Renormalized oscillation theory for singular linear Hamiltonian pencils

TL;DR

This paper develops a unified framework using the Maslov index to analyze eigenvalue problems in singular linear Hamiltonian systems, extending previous results to more general nonlinear and singular cases relevant in physics.

Contribution

It introduces a general approach for renormalized oscillation theory applicable to singular Hamiltonian systems with nonlinear spectral dependence, broadening the scope of prior work.

Findings

Extended oscillation theory to singular systems with nonlinear spectral dependence

Connected Maslov index with spectral analysis in singular Hamiltonian problems

Applied framework successfully to examples from physics like hydrodynamics and MHD

Abstract

For many applications, critical information about system dynamics is encoded in associated eigenvalue problems that can be posed as linear Hamiltonian systems with suitable boundary conditions. Motivated by examples from hydrodynamics, quantum mechanics, and magnetohydrodynamics (MHD), we develop a general framework for analyzing a broad class of linear Hamiltonian systems with at least one singular boundary condition and possible nonlinear dependence on the spectral parameter.
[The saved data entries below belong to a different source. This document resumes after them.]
PR #435, opened 2026-04-22
Fix/multisend str vs bytes

DIvyaNautiyal07:
## Summary

- Two mech contract helpers (`hash_checkpoint.get_checkpoint_data`, `complementary_service_metadata.get_update_hash_tx_data`) were returning `encode_abi(...)` as a hex string instead of bytes. Open-autonomy 0.21.18 removed the `HexBytes(data)` wrapper inside `multisend.encode_data` that had been silently coercing those strings to bytes. After the 0.21.19 bump, every delivery cycle hit `TypeError: can't concat str to bytes` inside `encode_data`, the dispatcher swallowed it into an ERROR performative, and the skill logged only the generic `Couldn't compile the multisend tx` line.
- Fix each helper to return `bytes.fromhex(data[2:])`, matching the pattern already used in `olas_mech` helpers.

Key findings:
- The bug is on our side. The two helpers have been returning `str` since they were written. The old multisend contract was quietly fixing it for us via `HexBytes(data)` coercion. The upstream refactor was a dependency cleanup ("drop type-only web3/eth_typing imports across 16 contracts") that did not flag the removed coercion as a behaviour change.
- The sibling helper `olas_mech.get_exec_tx_data` already does `bytes.fromhex(data[2:])`, so the correct pattern existed in the same codebase.
- The log line at `task_submission_abci/behaviours.py:1407` did not include `response.message`. Once the error became active, the logs alone were insufficient to diagnose the failure.

### `packages/valory/contracts/hash_checkpoint/contract.py`
`get_checkpoint_data` returns `{"data": bytes.fromhex(data[2:])}` instead of `{"data": data}`. Used on every delivery cycle via `get_update_usage_tx`.

### `packages/valory/contracts/complementary_service_metadata/contract.py`
`get_update_hash_tx_data` returns `dict(data=bytes.fromhex(data[2:]))` instead of `dict(data=data)`. Used intermittently via `get_mech_update_hash_tx` when the on-chain metadata hash drifts.

### `packages/valory/skills/task_submission_abci/behaviours.py`
`_to_multisend` now logs the full response on non-`RAW_TRANSACTION` performatives:

```python
self.context.logger.error(f"Couldn't compile the multisend tx: {response}")
```

`ContractApiMessage.__str__` includes the dispatcher's `code` and `message`, so the underlying exception is now visible. Matches the existing pattern at [behaviours.py:1486](packages/valory/skills/task_submission_abci/behaviours.py#L1486) (`f"get_deliver_data unsuccessful!: {contract_api_msg}"`).


Adamantios (dismissed):

OjusWiZard (dismissed):
was that not already covered by the unit tests?

packages/valory/contracts/hash_checkpoint/contract.py
```diff
@@ -104,7 +104,7 @@ def get_checkpoint_data(
 
         contract_instance = cls.get_instance(ledger_api, contract_address)
         data = contract_instance.encode_abi(abi_element_identifier="checkpoint", args=[data])
-        return {"data": data}
+        return {"data": bytes.fromhex(data[2:])}  # type: ignore
```
bennyjo, line 107: Was it deliberate to drop `test_contract_tx_data_bytes.py` in `3dd4c44`? The failure mode here is specifically "helper returns `str`, upstream silently coerces, regression goes undetected for months" — which is the exact class of thing a one-line `assert isinstance(result["data"], bytes)` gate protects against. Live delivery on service 2692 confirms current state but doesn't guard future refactors.

The commit message points at behaviour-level coverage as redundant, but if the task-submission behaviour tests mock the contract dispatcher directly, they'd inject a bytes value at the boundary and never actually exercise this helper's return type. Happy to leave as-is if you've confirmed the behaviour tests exercise the real helper path (or if the invariant is considered out of scope for this PR) — flagging because the same thing applies to `get_update_hash_tx_data` at `complementary_service_metadata/contract.py:140`, and both helpers are back to being un-pinned against a str/bytes regression.

bennyjo (commented):
Flagging one question about the regression-test deletion — see inline.

LOCKhart07 (approved):

packages/valory/contracts/hash_checkpoint/contract.py
DIvyaNautiyal07: Valid catch, you're right. Confirmed the skill tests all mock `get_contract_api_response` at the skill boundary, so neither helper's real return path runs in CI. I dropped the original file in 3dd4c44 for a structural reason (contract-level test under a skill tests dir), but the invariant should still be pinned.

Added a `TestContractHelpersReturnBytes` class in `test_behaviours.py` with one `isinstance(result["data"], bytes)` assertion per helper. Mutation-verified by reverting each `bytes.fromhex` in turn and watching the matching test fail.

Kept it in the skill tests dir because first-party contracts don't have `tests/` infrastructure today, and adding it for only these two would establish a new convention mid-repo. Docstring on the class explains the rationale. Happy to move to `packages/valory/contracts/<name>/tests/` (with a `CONTRACTS_PATHS` wire-in to `tox.ini`) if you'd rather we set that precedent here.

OjusWiZard (approved):

Adamantios (approved):

PR #436, opened 2026-04-23
chore: minimise runtime dependency footprint

DhairyaPatel7:
## Summary

Wave 1 of the fleet-wide dependency-minimisation pass (tracking
[open-autonomy#2477](https://github.com/valory-xyz/open-autonomy/pull/2477))
applied to `mech`.

- **Contracts**: custom contracts (`olas_mech`, `hash_checkpoint`,
  `balance_tracker`) reach through `ledger_api.api.*` instead of direct
  `web3` / `eth_abi` / `eth_utils` / `hexbytes` / `eth_typing` imports.
  All of those imports are gone from `olas_mech/contract.py`; the dead
  `web3.types` import is removed from `hash_checkpoint/contract.py`;
  the unused `web3` YAML dep is pruned from `balance_tracker`.
- **Skills**: dead `web3` / `eth-abi` imports and YAML declarations
  removed from `websocket_client`, `task_execution`, `task_submission_abci`.
  `contract_subscription` is intentionally left alone — it uses
  `Web3.HTTPProvider` at runtime.
- **Agent config**: `agents/mech/aea-config.yaml` dep block trimmed of
  14 deps that no longer have callers. `protobuf` widened to `<7,>=5`
  and `py-ecc` to `<10,>=8` to match the post-2477 vendored packages.
- **pyproject.toml / tox.ini**: 15 stale direct deps removed;
  4 dead `[mypy-*]` ignore sections dropped.
- **CI parity**: new `tox -e check-third-party-hashes` env mirrors the
  agent-repo pattern, pinned to `open-autonomy@0.21.19` +
  `open-aea@2.2.1`. Wired into `common_checks.yaml` so the repo now
  verifies its `third_party` hashes against upstream on every PR.

### HexBytes regression check (from mech PR #435)

OA PR 2477 removed the `HexBytes(data)` coercion from
`multisend.encode_data`. This surfaced in mech as
`TypeError: can't concat str to bytes` on every delivery cycle.
PR [#435](https://github.com/valory-xyz/mech/pull/435) fixed the
two helpers that returned hex strings (`hash_checkpoint.get_checkpoint_data`,
`complementary_service_metadata.get_update_hash_tx_data`). This PR
builds on that fix — the `bytes.fromhex(...)` idiom is now the norm
across every affected helper in `olas_mech/contract.py` too.

## Test plan

- [x] `tox -e check-hash` — verified locally
- [x] `tox -e check-packages` — verified locally
- [x] `tox -e check-dependencies` — verified locally (no issues)
- [x] `tox -e check-third-party-hashes` — verified locally (27/27 consistent)
- [x] `tox -e black-check`
- [x] `tox -e isort-check`
- [x] `tox -e flake8`
- [x] `tox -e mypy` — 64 files, no issues
- [x] `tox -e pylint`
- [x] `tox -e darglint`
- [ ] Live delivery smoke test on Gnosis (reviewer to confirm — the
  regression fixed by PR #435 is retained, no new bytes/str footguns
  introduced)

## Related

- open-autonomy#2477 — upstream fleet-wide dependency cleanup
- mech#435 — the narrow fix for the 0.21.19 multisend regression


packages/valory/agents/mech/aea-config.yaml
```diff
@@ -117,42 +105,30 @@ dependencies:
...
-    version: <6,>=5
+    version: <7,>=5
   py-ecc:
-    version: ==8.0.0
-  py-eth-sig-utils:
-    version: ==0.4.0
+    version: <10,>=8
   py-multibase:
     version: ==1.0.3
   py-multicodec:
```
DavidMinarsch: what still uses these?

packages/valory/contracts/hash_checkpoint/contract.py
```diff
@@ -18,15 +18,13 @@
...
 
 from aea.common import JSONLike
 from aea.configurations.base import PublicId
 from aea.contracts.base import Contract
 from aea.crypto.base import LedgerApi
 from aea_ledger_ethereum import EthereumApi
-from web3.types import BlockIdentifier, TxReceipt
 
 
 class HashCheckpointContract(Contract):
```
DavidMinarsch, line 31: There's no changes below?

packages/valory/contracts/olas_mech/contract.py
```diff
@@ -302,18 +296,18 @@ def get_request_events(
...
         for abi in partial_abis:
             contract_instance = ledger_api.api.eth.contract(contract_address, abi=abi)
-            event_abi = contract_instance.events.Request().abi
+            event = contract_instance.events.Request()
             entries = cls.get_event_entries(
                 ledger_api=ledger_api,
-                event_abi=event_abi,
+                event=event,
                 address=contract_instance.address,
                 from_block=from_block,
```
DavidMinarsch, line 318: wasn't this the issue it's meant to fix: fromBlock

packages/valory/skills/task_execution/skill.yaml
```diff
@@ -115,8 +115,6 @@ dependencies:
     version: ==1.0.3
   py-multicodec:
     version: ==0.2.1
```
DavidMinarsch: The skill should replace these as well - so needs to be extended with what we did on open-aea PR as well

packages/valory/skills/task_submission_abci/skill.yaml
```diff
@@ -181,8 +181,6 @@ models:
     args: {}
     class_name: TendermintDialogues
 dependencies:
-  web3:
-    version: <8,>=7.0.0
   py-multibase:
     version: ==1.0.3
   py-multicodec:
```
DavidMinarsch: see above

packages/valory/skills/websocket_client/handlers.py
```diff
@@ -25,8 +25,6 @@
 
 from aea.protocols.base import Message
 from aea.skills.base import Handler
-from web3 import Web3
-from web3.types import TxReceipt
 from typing import Callable, cast
 from packages.valory.protocols.websocket_client.message import WebsocketClientMessage
 from enum import Enum
```
DavidMinarsch: something wrong here with litners, typing and enum are stdlibs

tox.ini
```diff
@@ -280,6 +280,17 @@ commands =
...
     aea-helpers check-dependencies --check --exclude requests --exclude pyyaml --exclude PyYAML
 
+[testenv:check-third-party-hashes]
+skipsdist = True
+skip_install = True
+deps =
+    open-aea==2.2.1
+    open-aea-ci-helpers==2.2.1
+commands =
+    aea-ci check-third-party-hashes \
```
DavidMinarsch, line 276: nice!

packages/valory/agents/mech/aea-config.yaml
DhairyaPatel7: All four surviving deps in this block have live callers in the agent's transitive package set:

- `pebble` → `skills/task_execution/behaviours.py:36` (`from pebble import ProcessPool`)
- `prometheus_client` → `skills/task_execution/handlers.py:33`, `.../behaviours.py:37`, `skills/task_submission_abci/behaviours.py:32`, `.../models.py:26`
- `protobuf` → transitive through `connections/abci/connection.py:46` and `.../tendermint_decoder.py:26` (`google.protobuf.*`)
- `py-ecc` → `skills/abstract_round_abci/utils.py:50` (`from py_ecc.bls import G2Basic as bls`)

`py-multibase` and `py-multicodec` are gone after 4f1e3e33 — see the reply on the `task_execution/skill.yaml` thread for the migration to `aea.helpers.multiformat`.

packages/valory/contracts/hash_checkpoint/contract.py
DhairyaPatel7: Correct — those two imports were genuinely dead. `grep -n 'BlockIdentifier\|TxReceipt' contract.py` returns nothing; the file's public surface only uses `LedgerApi` / `JSONLike` / `bytes` / `Any`. No signatures referenced the removed web3 types, so no downstream retyping was needed.

packages/valory/contracts/olas_mech/contract.py
DhairyaPatel7: This PR isn't a fromBlock fix — that landed earlier and is preserved here:

- `364d653a` (2025-05-28, #293 "Remove filter and use filterParams") replaced the stateful `event.create_filter(fromBlock=...)` with stateless `eth.get_logs({"fromBlock": ...})`.
- `33b907cd` (2025-08-19) fixed a latent bug where `get_event_entries` hardcoded `SafeReceived` regardless of which event the caller wanted.

The filter dict still uses `"fromBlock"` (camelCase) at `contract.py:762` — unchanged. What this PR touches on this function is only two type-import cleanups:

1. `BlockIdentifier` → `Union[int, str]` (signature-level), so we can drop the `web3.types` import.
2. `event_abi=…` → `event=…` (helper param), so we can use `event.topic` + `event.process_log()` instead of `eth_utils.event_abi_to_log_topic` + `web3._utils.events.get_event_data`.

Both replacements were verified on web3 7.14.1 (the version resolved in `uv.lock`) and produce byte-identical output to the old pair.

Follow-up 4f1e3e33 reintroduces `BlockIdentifier = Union[int, str]` as a local module alias at the top of the file so the public signatures keep the intent-documenting name without reintroducing the `web3.types` import. Audit of all 11 `from_block=` call sites in mech confirmed every caller passes either an `int` block number or one of the literals `"earliest"` / `"latest"` — `Union[int, str]` is strictly sufficient coverage.

packages/valory/skills/task_execution/skill.yaml
DhairyaPatel7: Done in 4f1e3e33. `skills/task_execution/utils/ipfs.py` now uses `aea.helpers.multiformat.multibase_decode` and `aea.helpers.multiformat.multicodec_remove_prefix` (introduced in valory-xyz/open-aea#861, vendored in `open-aea==2.2.1`). New API takes bytes input, so the call-site ASCII-encodes the CID string. Cross-validated byte-for-byte against the legacy libraries on a real mech CID. Tests updated to patch the new symbol targets.

Three skill yamls (`task_execution`, `task_submission_abci`, `delivery_rate_abci`), the agent `aea-config.yaml`, `pyproject.toml`, and `tox.ini [deps-packages]` no longer declare `py-multibase` / `py-multicodec`, and the two `[mypy-*]` ignore sections are gone. `uv.lock` drops 5 packages total (2 direct + 3 transitives: `morphys`, `python-baseconv`, `varint`).

packages/valory/skills/task_submission_abci/skill.yaml
DhairyaPatel7: Addressed together with the task_execution thread — covered in 4f1e3e33. This skill had no direct `multibase` / `multicodec` imports of its own; it just carried the YAML declarations. Both are dropped.

packages/valory/skills/websocket_client/handlers.py
DhairyaPatel7: Good catch — these were already mis-ordered before this PR; removing the `web3.*` imports between the two stdlib groups exposed the existing drift. Fixed in 4f1e3e33: stdlib (`json`, `time`, `enum`, `typing`) first, third-party (`aea.*`) second, first-party (`packages.*`) third, per isort `profile=black`.

For future-proofing: this file sits under `packages/valory/skills/websocket_client`, which is **not** in the repo's `SERVICE_SPECIFIC_PACKAGES` lint scope (`tox.ini:78` — scope includes `packages/valory/connections/websocket_client` only). That's why neither local `tox -e isort-check` nor CI's `linter_checks` job caught it. Happy to broaden the scope in a follow-up PR — flagging separately rather than quietly expanding here since it would likely surface pre-existing violations in other files under that dir.

DavidMinarsch: all packages that are not third-party should be included into the scope per this pr

packages/valory/agents/mech/aea-config.yaml
```diff
@@ -83,26 +83,14 @@ dependencies:
...
-    version: ==5.2.1
   grpcio:
     version: ==1.78.0
-  hexbytes:
-    version: ==1.3.1
   hypothesis:
     version: ==6.151.9
-  ipfshttpclient:
-    version: ==0.8.0a2
   multidict:
```
DavidMinarsch: is multidict needed?

pyproject.toml
```diff
@@ -13,45 +13,28 @@ dependencies = [
     "open-autonomy==0.21.19",
     "openai==1.30.2",
     "requests==2.32.5",
```
DavidMinarsch: All dependencies here that aren't oa/oaea/plugins should have ranges (consider them "frameworks/libs), rather than exact pins. The ranges should match what we have upstream.

Only agent repos (consider them app) should have exact pins throughout!

packages/valory/skills/websocket_client/handlers.py
DhairyaPatel7: Done in 97d4f2f6. `SERVICE_SPECIFIC_PACKAGES` in `tox.ini` now covers every dev-section package with Python content — added the 5 that were missing:

- `contracts/balance_tracker`
- `contracts/complementary_service_metadata`
- `contracts/hash_checkpoint`
- `skills/delivery_rate_abci`
- `skills/websocket_client`

11 pre-existing violations surfaced by the expanded scope, fixed in the same commit:

- **flake8**: dropped 14 unused imports across `websocket_client/{behaviours,handlers}.py`, `balance_tracker/contract.py`, `delivery_rate_abci/models.py`; renamed `i`/`j` → `_i`/`_j` for unused loop vars.
- **docstrings**: added 4 missing method docstrings on `websocket_client/behaviours.py` subscription-status properties; collapsed a multiline module docstring in `dialogues.py`.
- **mypy**: `_last_subscription_check` annotated `Optional[float]` (was being reassigned from `None` to `float`); three helper methods in `websocket_client/behaviours.py` retyped from `Generator[None, None, X]` to `None` (they had no `yield` statements).
- **darglint**: added `:yield:` lines to two `_get_safe_tx_hash` docstrings (DAR301); documented `**overrides` + 4 kwargs in `task_submission_abci/tests/conftest.py::_make_full_ctx`.

Follow-up 78ad10df re-ran `autonomy packages lock` after a copyright-header sed in 836990a7 which dirtied fingerprints on the 5 `delivery_rate_abci` files (my miss).

packages/valory/agents/mech/aea-config.yaml
DhairyaPatel7: Yes — `multidict` is imported at `packages/valory/connections/http_client/connection.py:37`. That connection is third-party (synced from open-autonomy), so we can't drop the import. Per AEA's agent-as-union-of-component-deps invariant, the agent `aea-config.yaml` must declare every dep that any of its components (connections, skills, contracts, protocols) declares — `connections/http_client/connection.yaml:31` lists `multidict: {}`, which is why the agent yaml restates it.

`tox -e check-dependencies` enforces this union at CI time; dropping it locally would fail that check.

Side effect of 46b4ba7e: the agent yaml entry is now `multidict: {}` (unpinned) instead of `multidict: ==6.7.1` (exact pin), matching OA upstream — consistent with the framework/lib range rule.

Adamantios (dismissed):

tox.ini
```diff
@@ -22,29 +22,27 @@ deps =
...
     open-aea-test-autonomy==0.21.19
+    open-aea-cli-ipfs==2.2.1
+    open-aea-helpers==0.21.19
+    requests>=2.32.5
+    grpcio==1.78.0
+    asn1crypto<1.5.0,>=1.4.0
+    protobuf>=5,<6
+    hypothesis>=6
     web3<8,>=7.0.0
     ipfshttpclient==0.8.0a2
```
DIvyaNautiyal07: `tox.ini` `[deps-packages]` still pins 14 deps that `pyproject.toml` dropped as transitive (`ipfshttpclient`, `eth_typing` L42, `hexbytes` L43, `packaging`, `pytz`, `typing_extensions`, `toml`, `eth-abi`, `eth-utils`, `pycryptodome`, `multiaddr`, `werkzeug`, `attrs`, `py-eth-sig-utils`). If they're transitive-only in `pyproject.toml`, tox shouldn't re-pin them either — the CI test-env ends up with the full old set, which contradicts the PR's "minimise runtime dependency footprint" goal. Suggest trimming `[deps-packages]` to match `pyproject.toml` (keep only what isn't transitive via `open-autonomy[all]==0.21.19`).

packages/valory/agents/mech/aea-config.yaml
```diff
@@ -114,45 +100,29 @@ dependencies:
...
-  packaging:
-    version: ==26
   pebble:
-    version: ==5.1.3
+    version: <6,>=5.1
+  prometheus_client:
+    version: <0.24,>=0.23.1
   protobuf:
-    version: <6,>=5
+    version: <7,>=5
```
DIvyaNautiyal07, line 111: `protobuf` range is inconsistent across scopes: here it's `<7,>=5` (widened per commit message to match the abci connection), but `pyproject.toml` dropped the explicit pin entirely and `tox.ini` still has `protobuf>=5,<6` (L33). Not broken today since the transitive resolves inside `>=5,<6`, but the three scopes should agree — either widen tox to `<7,>=5` or revert this one to `<6,>=5`.

tox.ini
DhairyaPatel7: Addressed in 1851f01c: trimmed [deps-packages] to drop the 12 transitives (ipfshttpclient, eth_typing, hexbytes, packaging, pytz, typing_extensions, toml, eth-abi, eth-utils, pycryptodome, multiaddr, py-eth-sig-utils). Kept werkzeug and attrs because they're declared by the third-party http_server/connection.yaml — aea-helpers check-dependencies requires them. Grouped under an explanatory comment so future readers know why they stay.

packages/valory/agents/mech/aea-config.yaml
DhairyaPatel7: Addressed in 1851f01c: widened tox.ini both sites (L33 [deps-packages] and L245 [testenv:check-hash]) from >=5,<6 to <7,>=5 to match aea-config.yaml. The <7,>=5 range is the correct source of truth — upstream connection/valory/abci declares it too (pulled from OA 0.21.19), which is what the agent actually ships with. pyproject.toml doesn't pin protobuf explicitly (transitive via open-autonomy[all]) so no change needed there. Zero package-hash impact; v0.31.2 tag retagged at new HEAD.

DIvyaNautiyal07 (approved):

Adamantios (approved):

We show that renormalized oscillation results can be obtained in a natural way through consideration of the Maslov index associated with appropriately chosen paths of Lagrangian subspaces of $\mathbb{C}^{2n}$. This extends previous work by the authors for regular linear Hamiltonian systems that depend nonlinearly on the spectral parameter and singular linear Hamiltonian systems that depend linearly on the spectral parameter. We conclude the study by using our framework to study the spectrum in the setting of each of our motivating examples.